The clause in question stipulates that government can restrict the general public's right to free movement within "defined areas of Botswana" if required for the protection or well-being of the Kalahari people. The amendment has already passed its second reading in parliament and if supported at the third reading, will become law within months. As First People of the Kalahari spokesman Jumanda Gakelebone explained: "On behalf of all Bushmen we at First People of the Kalahari are upset because the government is planning to remove the protection given to Bushmen in section 14 of the constitution. They say they want to make the constitution tribally neutral, but the effect and purpose of this section is to protect the Bushmen."
According to Gakelebone, it was more than a coincidence that when the Baswara invoked this clause for the first time, to protect their constitutional right to protection and their land, the government set about changing it. "This section was included in the constitution to give us protection. Now we are trying to rely on the section for the first time in history," he said.

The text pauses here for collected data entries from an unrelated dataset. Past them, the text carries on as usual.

PR #34, opened 2016-02-04
Clear state option

efischer19:
To fix the buggy behavior reported in TNL-3880, we need to ensure
that the submission we're dropping is unlinked from the student_item
used to find it. This prevents code (say, an ORA staff tool) from
constructing a student item with an id, a course, and a problem, and
using that to find a "cleared" submission.

[TNL-3880](https://openedx.atlassian.net/browse/PROJ-TNL-3880)
Sibling changes:
* https://github.com/edx/edx-platform/pull/11422
* https://github.com/edx/edx-ora2/pull/863

### DIFF
--- a/submissions/api.py
+++ b/submissions/api.py
@@ -689,6 +689,7 @@ def reset_score(student_id, course_id, item_id, clear_state=False):
             # sever the link between this student item and any submissions it may current have
             for sub in student_item.submission_set.all():
                 sub.student_item = None
+                sub.save(update_fields=['student_item'])
 
     except DatabaseError:
         msg = (
--- a/submissions/api.py
+++ b/submissions/api.py
@@ -643,7 +643,7 @@ def get_latest_score_for_submission(submission_uuid, read_replica=False):
     return ScoreSerializer(score).data
 
 
-def reset_score(student_id, course_id, item_id):
+def reset_score(student_id, course_id, item_id, clear_state=False):
     """
     Reset scores for a specific student on a specific problem.
 
@@ -655,6 +655,7 @@ def reset_score(student_id, course_id, item_id):
         student_id (unicode): The ID of the student for whom to reset scores.
         course_id (unicode): The ID of the course containing the item to reset.
         item_id (unicode): The ID of the item for which to reset scores.
+        clear_state (boolean): If True, unlink the Submission and StudentItem so the Submission cannot be accessed.
 
     Returns:
         None
@@ -683,6 +684,11 @@ def reset_score(student_id, course_id, item_id):
             course_id=course_id,
             item_id=item_id,
         )
+
+        if clear_state:
+            # sever the link between this student item and any submissions it may current have
+            for sub in student_item.submission_set.all():
+                sub.student_item = None
 
     except DatabaseError:
         msg = (
--- a/submissions/migrations/0003_submission_null_FK.py
+++ b/submissions/migrations/0003_submission_null_FK.py
@@ -1,0 +1,19 @@
+# -*- coding: utf-8 -*-
+from __future__ import unicode_literals
+
+from django.db import migrations, models
+
+
+class Migration(migrations.Migration):
+
+    dependencies = [
+        ('submissions', '0002_auto_20151119_0913'),
+    ]
+
+    operations = [
+        migrations.AlterField(
+            model_name='submission',
+            name='student_item',
+            field=models.ForeignKey(to='submissions.StudentItem', null=True),
+        ),
+    ]
--- a/submissions/migrations/0003_submission_null_FK.py
+++ b/submissions/migrations/0003_submission_null_FK.py
@@ -14,6 +14,7 @@ class Migration(migrations.Migration):
         migrations.AlterField(
             model_name='submission',
             name='student_item',
-            field=models.ForeignKey(to='submissions.StudentItem', null=True),
+            field=models.ForeignKey(to='submissions.StudentItem', null=True, default=1),
+            preserve_default=False
         ),
     ]
--- a/submissions/models.py
+++ b/submissions/models.py
@@ -103,7 +103,7 @@ class Submission(models.Model):
 
     uuid = UUIDField(version=1, db_index=True)
 
-    student_item = models.ForeignKey(StudentItem)
+    student_item = models.ForeignKey(StudentItem, null=True)
 
     # Which attempt is this? Consecutive Submissions do not necessarily have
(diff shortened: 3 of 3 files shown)


edx-webhook:
# PR Cover Letter

# Sandbox

# Testing
- [ ] i18n
- [ ] RTL
- [ ] Analytics
- [ ] Performance

# Reviewers
- [ ] Code review #1
- [ ] Code review #2
- [ ] UI strings/error msgs review
- [ ] UX review
- [ ] Accessibility review
- [ ] Product review

# DevOps assistance
- configuration changes
- feature flags
- migrations
- [ ] File a support ticket

# Post-review
- [ ] Squash commits

efischer19:
@dianakhuang @cahrens This simpler fix is ready for an initial review (not final, still some open questions to answer).

What I misunderstood originally was that we aren't actually deleting anything, we're just orphaning submissions by having a student's module state forget the submission_uuid. However, staff can construct a perfectly valid lookup triplet of (student, course, problem), use that to query the submissions API, and get a (supposedly "orphaned") submission_uuid back.

This fix will now eliminate the key that made such lookups possible, which prevents staff from seeing the individual submission even if they do construct the lookup triplet again. This solves the problem of staff being able to see deleted items with the `Manage Individual Learners` tool.

What this does not address is the aggregate data in the `View Assignment Statistics` tool. This is looking up data (in an ORA database) keyed on (course, problem). Since ORA was never informed of the 'reset state' request, it has no way of knowing that these 'deleted' values should be removed. I have several ideas of how to fix this, but I also wonder if it's worthwhile. How do others feel? To fix it would require informing ORA of "cleared" submissions, either by the LMS at time of deletion, or by submissions at lookup time.

efischer19:
@maxrothman what's the devops impact of an AlterField migration? We're just removing a `NOT NULL` constraint from a column here.

efischer19:
To go along with the `View Assignment Statistics` issue mentioned above - ORA also stores references to the should-have-been-deleted submission_uuid in various workflow items, meaning that peers (and I assume staff, have yet to check) can be given previously "cleared" submissions for grading.

So it looks like we will need to inform ORA of the removal somehow, so it can clear out any items that refer to the cleared submission. I'll keep working on that.

submissions/migrations/0003_submission_null_FK.py
```diff
@@ -0,0 +1,19 @@
...
+        ('submissions', '0002_auto_20151119_0913'),
+    ]
+
+    operations = [
+        migrations.AlterField(
+            model_name='submission',
+            name='student_item',
+            field=models.ForeignKey(to='submissions.StudentItem', null=True),
+        ),
+    ]
```
efischer19: One potential issue I've discovered during dev testing - trying to reverse this migration after NULL values have been added results in an error, so I'll have to figure that out, at least.

`django.db.utils.OperationalError: (1138, 'Invalid use of NULL value')`.

efischer19:
I've updated this PR and it's siblings to inform openassessment of the clear operation, and it looks like it's working.

@dianakhuang and/or @cahrens, could we start going over this in a bit more detail when we get a chance? I've installed all of this code on https://efischer19.sandbox.edx.org/ if you want to test it out.

submissions/migrations/0003_submission_null_FK.py
```diff
@@ -0,0 +1,20 @@
...
+
+    operations = [
+        migrations.AlterField(
+            model_name='submission',
+            name='student_item',
+            field=models.ForeignKey(to='submissions.StudentItem', null=True, default=1),
+            preserve_default=False
+        ),
+    ]
```
efischer19: @maxrothman Here's some data from running this migration on my devstack with ~1400 rows of data, the read-replica indicates ~670,000 on production

https://gist.github.com/efischer19/b56b9d14768de28cf612

submissions/api.py
```diff
@@ -684,6 +685,12 @@ def reset_score(student_id, course_id, item_id):
             item_id=item_id,
         )
 
+        if clear_state:
+            # sever the link between this student item and any submissions it may current have
+            for sub in student_item.submission_set.all():
+                sub.student_item = None
+                sub.save(update_fields=['student_item'])
```
efischer19: @mulby We're a little curious about how this will impact analytics.

Essentially what happens on a "reset state" request is that we leave the `Submission` item in the database, and when the `StudentModule` is deleted (https://github.com/edx/edx-platform/blob/master/lms/djangoapps/instructor/enrollment.py#L246-L253), the only possible reference to the submission (via its uuid) is lost.

However, with the addition of staff tools, now a third party (the staff user) can construct a triplet of (user/course/problem location) and use *that* as a key to access a supposedly orphaned submission. The way we're attempting to address the issue in this PR is to null out the key for an orphaned submission, which will then be persisted in the database.

Will this be an issue for analytics? It will make it possible for `Submission` data to exist that cannot be easily linked to a student. Would adding events coverage make it any better?

efischer19: An alternative approach is https://github.com/edx/edx-submissions/pull/35, where we mangle the key instead of deleting it. The course and student information would remain intact, but the problem identifier is reversed.

submissions/migrations/0003_submission_null_FK.py
maxrothman: @efischer19 Do you feel those results are representative enough to indicate lack of an issue with ~100x rows?

submissions/api.py
mulby: I'm not sure how valuable it is to keep the data if it can't actually be associated with the original student anymore.

Are we confident we have good event log coverage of this?

efischer19: I'm not sure how thorough the event coverage is, but see my latest comment on https://github.com/edx/edx-submissions/pull/35. We may be able to keep the original student association mostly intact.

submissions/migrations/0003_submission_null_FK.py
efischer19: I think so. The two longest lines seem to be these, what else should we be considering when extrapolating?
```
DEBUG:django.db.backends:(0.114) ALTER TABLE `submissions_submission` MODIFY `student_item_id` integer NULL; args=[]
DEBUG:django.db.backends:(0.130) ALTER TABLE `submissions_submission` ADD CONSTRAINT `su_student_item_id_d3801ff833d05b1_fk_submissions_studentitem_id` FOREIGN KEY (`student_item_id`) REFERENCES `submissions_studentitem` (`id`); args=[]
```

There's also now a possibility of avoiding migrations entirely if the approach in https://github.com/edx/edx-submissions/pull/35 wins out as our best option.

Survival International noted that the high court's guidance on the clause would have helped the Bushman's case. The rights group also said the government appeared to be "quite happy to arbitrarily bend the law to get its own way". Survival International director Stephen Corry explained that removing that section took away the only constitutional protection given to an already vulnerable people just when they needed it. It was outrageous that it should act before the court had handed down its judgment.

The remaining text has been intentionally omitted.